The observations of the quasar's accretion disc – the glowing disc of matter that has been heated up as it is sucked into the central black hole – have revealed unique details of its size and temperature, observations that were only made possible using the gravitational lensing technique. This method relies on stars in an intervening galaxy located between the space telescope and the distant black hole magnifying light streaming from the quasar.


This picture shows a quasar that has been gravitationally lensed by a galaxy in the foreground, which can be seen as a faint shape around the two bright images of the quasar. Image: NASA, ESA and J.A. Muñoz (University of Valencia).

For one quasar, known as HE 1104-1805, the stars in the intervening galaxy passed through the path of the light from the quasar such that they amplified the signals from different parts of the accretion disc, enabling astronomers to construct a colour profile across the disc.

The colours could then be translated into temperatures, since hot matter closest to the black hole emits at bluer wavelengths than material further out.
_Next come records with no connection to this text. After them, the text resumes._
PR #343, opened 2022-07-27
[monorepo]: move voting key generation tests to test_vectors

Jaguar0625:
problem: there are multiple copies of voting key generation test vectors
          and they are being used during unit tests
solution: promote vector file to tests/vectors
          process it as part of test_vectors stage


gimre-xymcity (approved):
👍

PR #354, opened 2022-08-03
[jenkins] fix: compiler and OS update for catapult client

Wayonb:
## What's the issue?
Catapult builds are using older version of compilers.

Latest gcc and clang compiler are used for catapult client builds.

Tested with Jenkins.

There are still some failures I am looking into with gcc 12 and sans tests


jenkins/catapult/compilers/ubuntu-clang/Dockerfile
```diff
@@ -0,0 +1,29 @@
+# Use the latest Ubuntu 22.04 image.
```
Jaguar0625, line 1: good job parameterizing 👍

jenkins/catapult/configurations/gcc-code-coverage.yaml
```diff
@@ -1,3 +1,3 @@
-compiler: ../compilers/gcc-10.yaml
+compiler: ../compilers/gcc-11.yaml
```
Jaguar0625, line 1: 1. should this be gcc latest (12) ?
2. should we have a clang-latest.yaml gcc-latest.yaml to minimize future changes when bumping versions ?

jenkins/catapult/configurations/gcc-westmere.yaml
```diff
@@ -0,0 +1,2 @@
+compiler: ../compilers/gcc-11.yaml
```
Jaguar0625, line 1: should this be gcc latest (12)?

jenkins/catapult/jenkins/catapult-client-build-compiler-image.groovy
```diff
@@ -0,0 +1,67 @@
...
+						echo """
+									env.GIT_BRANCH: ${env.GIT_BRANCH}
+								 MANUAL_GIT_BRANCH: ${MANUAL_GIT_BRANCH}
+
+							COMPILER_VERSION: ${COMPILER_VERSION}
+								  OPERATING_SYSTEM: ${OPERATING_SYSTEM}
+
+								   destImageName: ${destImageName}
+						"""
+					}
```
Jaguar0625, line 47: colon align printed lines?

jenkins/catapult/templates/UbuntuTestSanitizerBaseImage.Dockerfile
```diff
@@ -0,0 +1,21 @@
+FROM symbolplatform/symbol-server-compiler:ubuntu-clang-14
+ARG DEBIAN_FRONTEND=noninteractive
```
Jaguar0625, line 2: 1. ARG or ENV ?
2. can't you use UbuntuTestBaseImage.dockerfile?

jenkins/catapult/baseImageDockerfileGenerator.py
```diff
@@ -131,6 +131,9 @@ def rocks(self):
 		descriptor.options += DEPENDENCY_FLAGS['facebook_rocksdb']
 		descriptor.options += ['-DUSE_RTTI=1']
 
+		if self.compiler.c.startswith('gcc') and self.compiler.version == 12:
+			descriptor.options += ['-DFAIL_ON_WARNINGS=OFF']
```
Jaguar0625, line 135: 1. add comment about why we're (temporarily) disabling
2. can you just disable specific warnings (instead of all)

jenkins/catapult/baseImageDockerfileGenerator.py
```diff
@@ -355,8 +358,26 @@ def add_git_dependency(organization, project, versions_map, options, revision=1)
...
+		'make install',
+		'cd ..',
+		'rm -rf openssl'
+	], OPEN_SSL_OPTIONS=' '.join(options.openssl()), OPEN_SSL_CONFIGURE=' '.join(configure), VERSION=version, COMPILER=compiler)
+
+
 def generate_phase_deps(options):
 	print(f'FROM {options.layer_image_name("boost")}')
+
+	add_openssl(options, [])
```
Jaguar0625, line 379: why are you always installing openssl now ?

jenkins/catapult/runDockerBuildInnerPrepare.py
```diff
@@ -31,12 +31,6 @@ def main():
 	for name in bin_folder_names:
 		environment_manager.copy_tree_with_symlinks(DATA_VOLUME / 'binaries' / name, USER_HOME / name)
 
-	# LD_LIBRARY_PATH is not passed when llvm-symbolizer is started via asan, so move libs to system location
-	if is_dev_build:
-		system_bin_path = environment_manager.system_bin_path
-		environment_manager.move_glob_with_symlinks(USER_HOME / 'deps', 'libLLVM*', system_bin_path)
-		process_manager.dispatch_subprocess(['ls', '-laF', system_bin_path])
-
```
Jaguar0625, line 39: how was this fixed? i.e. why can it be removed?

jenkins/catapult/configurations/gcc-code-coverage.yaml
Wayonb: 1. Yes, can move it to 12.  All the daily tests should run with the latest compiler?  Weekly tests are the current - 1 compiler version?
2. Good idea, I think that would help

jenkins/catapult/templates/UbuntuTestSanitizerBaseImage.Dockerfile
Wayonb: 1. ARG is better to use since the variable is only required during the docker build.  ENV will be set when the container is running.
2. Yea, its same except I remove some tools.

jenkins/catapult/baseImageDockerfileGenerator.py
Wayonb: 1. ok
2. not sure it thats possible from cmake settings.

jenkins/catapult/baseImageDockerfileGenerator.py
Wayonb: Ubuntu got upgraded from 20.04 -> 22.04.  22.04 ships with openssl 3.x and catapult is still using openssl 1.1.1 so need to install in the base image

jenkins/catapult/runDockerBuildInnerPrepare.py
Wayonb: Sanitizer test base image has clang the compiler already installed.  No need to copy compiler files.
https://github.com/symbol/symbol/pull/354/files/3f5d57935b8bb5978627131d4f6b9022404a6f60#diff-579119f97023a7b6e06ea31aaac2573264eac7fd0b2cfe21051fdd638fbbe14a

jenkins/catapult/templates/UbuntuTestSanitizerBaseImage.Dockerfile
Jaguar0625: `ARG is better` you should check other usages of ARG vs ENV in dockerfiles as a post check-in task

jenkins/catapult/configurations/gcc-code-coverage.yaml
Jaguar0625: >  the daily tests should run with the latest compiler? Weekly tests are the current - 1 compiler version

i think that is fine, @gimre-xymcity

client/catapult/tests/catapult/utils/CatapultExceptionTests.cpp
```diff
@@ -97,7 +98,15 @@ namespace catapult {
 			if (std::string::npos != foundTraits) {
 				auto traitsEnd = functionFullName.find("]", foundTraits);
 				auto functionTraits = functionFullName.substr(foundTraits + 2, traitsEnd - foundTraits - 2);
-				oss << "<" << functionTraits << ">";
+				oss << "<";
+
+	// A bug in gcc 12 where the trait information is missing the namespace.
+	// Gcc 12 returns this - [with TTraits = {anonymous}::RuntimeErrorTraits]
+	#if (__GNUC__ == 12)
```
Jaguar0625: if this is GCC 12 bug, shouldn't it be `#if 12 != __GNUC_`

jenkins/catapult/jenkins/catapult-client-build-base-image-all.groovy
```diff
@@ -43,32 +43,32 @@ pipeline {
...
 						}
 					}
 				}
 
-				stage('clang 13') {
+				stage('clang prior') {
 					steps {
 						script {
-							dispatch_build_base_image_job('clang-13', 'ubuntu', false)
+							dispatch_build_base_image_job('clang-prior', 'ubuntu', true)
```
Jaguar0625, line 64: did you intentionally change false to true?

jenkins/catapult/jenkins/catapult-client-build-catapult-project.groovy
```diff
@@ -6,7 +6,8 @@ pipeline {
 	parameters {
 		gitParameter branchFilter: 'origin/(.*)', defaultValue: "${env.GIT_BRANCH}", name: 'MANUAL_GIT_BRANCH', type: 'PT_BRANCH'
 		choice name: 'COMPILER_CONFIGURATION',
-			choices: ['gcc-12', 'gcc-11', 'gcc-westmere', 'clang-13', 'clang-14', 'clang-ausan', 'clang-tsan', 'gcc-code-coverage'],
+			choices: ['gcc-latest', 'gcc-prior', 'gcc-westmere', 'clang-latest', 'clang-prior', 'clang-ausan', 'clang-tsan',
+					  'gcc-code-coverage'],
```
Jaguar0625, line 10: are leading spaces intentional ?

jenkins/catapult/environment.py
```diff
@@ -28,6 +28,18 @@ def system_bin_path(self):
 
 		raise RuntimeError('unable to detect system bin path')
 
+	@property
+	def local_lib_path(self):
+		if self.dry_run:
+			return '<LOCAL_LIB_PATH>'
+
+		for descriptor in [('fedora', '/usr/local/lib64'), ('ubuntu', '/usr/local/lib')]:
```
Jaguar0625, line 36: i guess we don't call this for debian ?

jenkins/catapult/environment.py
```diff
@@ -28,6 +28,18 @@ def system_bin_path(self):
 
 		raise RuntimeError('unable to detect system bin path')
 
+	@property
+	def local_lib_path(self):
```
Jaguar0625, line 32: why did we need to add this ?

jenkins/docker/cpp.Dockerfile
```diff
@@ -1,4 +1,4 @@
-FROM symbolplatform/symbol-server-build-base:ubuntu-gcc-11-conan
+FROM symbolplatform/symbol-server-build-base:ubuntu-gcc-12-conan
```
Jaguar0625, line 1: should we rename build-base to drop numbered versions too ? 
(can be separate PR ofc)

client/catapult/tests/catapult/utils/CatapultExceptionTests.cpp
Wayonb: The issue is that the namespace information is in the exception message but missing from the boost function.
if GCC 12 then add the missing namespace to the trait so it will match the exception info

jenkins/catapult/jenkins/catapult-client-build-base-image-all.groovy
Wayonb: yea, I added a conan build for previous compiler version.

jenkins/catapult/jenkins/catapult-client-build-catapult-project.groovy
Wayonb: no, editor auto warps :(

jenkins/catapult/environment.py
Wayonb: yea, it does get call for Debian, but it will match ubuntu since it checks for path existing.  Not sure if there is a better way.

jenkins/catapult/environment.py
Wayonb: Due to openssl getting copied to all the test base images.  Fedora also now ships with openssl 3.
Local lib path is different for Fedora vs Ubuntu.

jenkins/docker/cpp.Dockerfile
Wayonb: Yea, I was thinking dropping the numbered version also.  The main issue would be that if the latest image is broken during an upgrade then CI will also be broken

client/catapult/tests/catapult/utils/CatapultExceptionTests.cpp
Jaguar0625: so, you mean it is a bug in boost?

jenkins/catapult/environment.py
Jaguar0625: ok, that's probably fine

jenkins/docker/cpp.Dockerfile
Jaguar0625: how is that different than if base image is broken now?

client/catapult/tests/catapult/utils/CatapultExceptionTests.cpp
Wayonb: maybe. idk.  I thought compiler since it works in gcc11.

jenkins/docker/cpp.Dockerfile
Wayonb: Currently CI will use a specific base image plus conan packages.  If new compiler(new base image) or packages is been tested on a branch it will not affect the other branches.
If the versioned number is removed then when compiler gets updated, all jobs will be using the same base image.
Its only compiler updates so not a big deal.   I can remove update it in another pr.

Jaguar0625 (approved):
👍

These temperature readings could then be converted into distance measurements, allowing the astronomers to arrive at an estimate of the diameter of the disc of between four and eleven light-days across, or 100 to 300 billion kilometres.

"These kinds of observations are quite difficult," says lead scientist Jose Muñoz. "But our team is leading projects to detect as much as possible this effect in order to constrain much better the physical properties of the quasar accretion discs. This result is very relevant because it implies we are now able to obtain observational data on the structure of these systems, rather than relying on theory alone."